This Will Not Tear Me Apart from My Faith
"I'm fine," I said to the lady at Starbucks who took my order that day. I absolutely hate lying, but I knew if I told her the truth I would have erupted in tears. But like many I cried after the results were announced. I cried in the morning right after waking up. I cried in the bathroom stall at work, worrying someone would hear me. I cried because I didn't vote, due to moving recently and a lost absentee ballot form. I cried tears of regret, sadness, anger, and fear.

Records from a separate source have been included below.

PR #42, opened 2022-12-28
User animations

KmakD:


panther_lights_controller/README.md
```diff
@@ -22,7 +22,20 @@ Package used to control the Husarion Panther LED panels.
```
Kotochleb, line 23: I can not refer to lines not changed in this PR, but I would modify definition of some parameter.
- `~animations` [*list*, default: **None**]: it is a required ROS parameter containing a list of defined animations.
- `~global_brightness` [*float*, default: **1.0**]: LED global brightness. Range between [0,1]
- `~test` [*bool*, default: **false**]: enables testing mode with some extra functionalities.

Also. Isn't 100 hertz a bit too high frequency for displaying animations?

panther_lights_controller/README.md
```diff
@@ -22,7 +22,20 @@ Package used to control the Husarion Panther LED panels.
 
 ## Animations
 
-Basic animations are parsed as a list using the ROS parameter. They are loaded on node start directly from `config/panther_lights_animations.yaml`. Supported keys are:
+Basic animations are parsed as a list using the ROS parameter. Currently, defined animations are:
```
Kotochleb:
```suggestion
Basic animations are parsed as a list using the ROS parameter. Default animations supplied by Husarion are listed in table below.
```

panther_lights_controller/README.md
```diff
@@ -22,7 +22,20 @@ Package used to control the Husarion Panther LED panels.
...
+| 0   | E_STOP            | red expanding from the center to the edges                  |
+| 1   | READY             | green expanding from center to the edges                    |
+| 2   | ERROR             | red blinking twice                                          |
+| 3   | MANUAL_ACTION     | blue expanding from the center to the edges                 |
+| 4   | AUTONOMOUS_ACTION | orange expanding from center to the edges                   |
+| 5   | GOAL_ACHIEVED     | purple blinking three times                                 |
+| 6   | LOW_BATTERY       | two orange stripes moving towards the center, repeats twice |
+| 7   | CRITICAL_BATTERY  | two red stripes moving towards the center, repeats twice    |
+
+Basic animations are described and loaded on the node start, directly from `config/panther_lights_animations.yaml`. Supported keys are:
```
Kotochleb:
```suggestion
Default animations are described and loaded on the node start, directly from `config/panther_lights_animations.yaml`. Supported keys are:
```

panther_lights_controller/README.md
```diff
@@ -22,7 +22,20 @@ Package used to control the Husarion Panther LED panels.
...
 
 - `id` [*int*]: ID of an animation.
 - `animation` [*dict*]: description of animation.
```
Kotochleb:
```suggestion
- `animation` [*dict*]: definition of animation. See section below for more info.
```

panther_lights_controller/README.md
```diff
@@ -34,17 +47,102 @@ Basic animations are parsed as a list using the ROS parameter. They are loaded o
...
-- `image` [*string*]: path to an image file, if a path is not global will look in the `animations` folder for the given name.
+- `image` [*string*]: path to an image file. If a path is not global will look in the `animations` folder in the ROS package specified in `animations_package` for the given name.
 - `duration` [*float*]: duration of an animation.
-- `repeat` *(optional)* [*int*]: number of times the animtion will be repeated, by default animation will run once.
+- `repeat` *(optional)* [*int*]: number of times the animation will be repeated, by default animation will run once.
 - `brightness` *(optional)* [float]: animation brightness, this will be used instead of controller `global_brightness`.
 - `color` *(optional)* [*int*]: if set the image color will be changed to the specified one, advised way is to use HEX format eg. `0xff0000`.
+- `animations_package` *(optional)* [*string*]: ROS package containing `animations` folder with images. If not specified will default to this package. If using Docker given package has to be inside the same container as this package.
```
Kotochleb: Parameters are not in alphabetical order

Kotochleb: As discussed on meeting. It would be nice if package would be evaluated in path section. So, path starting with **/** would be global path, path starting with **$(find my_awesome_package)** would be path searched within ROS packages and all the other options would be invalid.

panther_lights_controller/README.md
```diff
@@ -34,17 +47,102 @@ Basic animations are parsed as a list using the ROS parameter. They are loaded o
 Animation returning frame to display based on an image. The display duration which is a product of a single image duration and repeat count can't exceed 10 seconds. Supported keys are:
 
 - `type` [*string*]: required field specyfying animation type, for `ImageAnimation` value should be `image_animation`.
-- `image` [*string*]: path to an image file, if a path is not global will look in the `animations` folder for the given name.
+- `image` [*string*]: path to an image file. If a path is not global will look in the `animations` folder in the ROS package specified in `animations_package` for the given name.
 - `duration` [*float*]: duration of an animation.
-- `repeat` *(optional)* [*int*]: number of times the animtion will be repeated, by default animation will run once.
+- `repeat` *(optional)* [*int*]: number of times the animation will be repeated, by default animation will run once.
 - `brightness` *(optional)* [float]: animation brightness, this will be used instead of controller `global_brightness`.
```
Kotochleb:
```suggestion
- `brightness` [float, optional]: animation brightness. This will overwrite `global_brightness` for a given animation.
```

panther_lights_controller/README.md
```diff
@@ -34,17 +47,102 @@ Basic animations are parsed as a list using the ROS parameter. They are loaded o
 Animation returning frame to display based on an image. The display duration which is a product of a single image duration and repeat count can't exceed 10 seconds. Supported keys are:
 
 - `type` [*string*]: required field specyfying animation type, for `ImageAnimation` value should be `image_animation`.
-- `image` [*string*]: path to an image file, if a path is not global will look in the `animations` folder for the given name.
+- `image` [*string*]: path to an image file. If a path is not global will look in the `animations` folder in the ROS package specified in `animations_package` for the given name.
 - `duration` [*float*]: duration of an animation.
-- `repeat` *(optional)* [*int*]: number of times the animtion will be repeated, by default animation will run once.
+- `repeat` *(optional)* [*int*]: number of times the animation will be repeated, by default animation will run once.
```
Kotochleb:
```suggestion
- `repeat` [*int*, optional]: number of times the animation will be repeated, by default animation will run once.
```

panther_lights_controller/README.md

I'm at the point where I feel the need to deactivate Facebook for while. I'm seeing how people handle emotions and it's not all that pretty, or coherent, for that matter. But I also caved and posted on social media, feeling the need to be heard and supported. I think we all want to feel that, regardless of whether or not our party won. I keep getting comments and messages on Facebook from my conservative family members to just "keep calm" and "continue on your ordinary day." But they don't understand the implications of this election, do they?
What hurts is that I also have family members who are evangelical Christians and voted for him. Then I read an article after the election that stated the percentage of Christian evangelicals who voted for him. But it just doesn't make sense! How could they praise Jesus and his teachings, read the Bible, and believe in a loving God and yet elect a man who has clearly shown that he does not follow Jesus' teachings!? I'm lost. I'm hurt. I've never wanted to deny my Christian faith now more than ever.
But I won't let this election tear me apart from my roots, or my faith. I will practice loving my enemies and praying for them. I will look to scripture for inspiration. I will talk to my very liberal mother on the phone and vent. I will continue to live my life, albeit being calm, and turn this anger I now feel into action. I will not be helpless. There is always hope.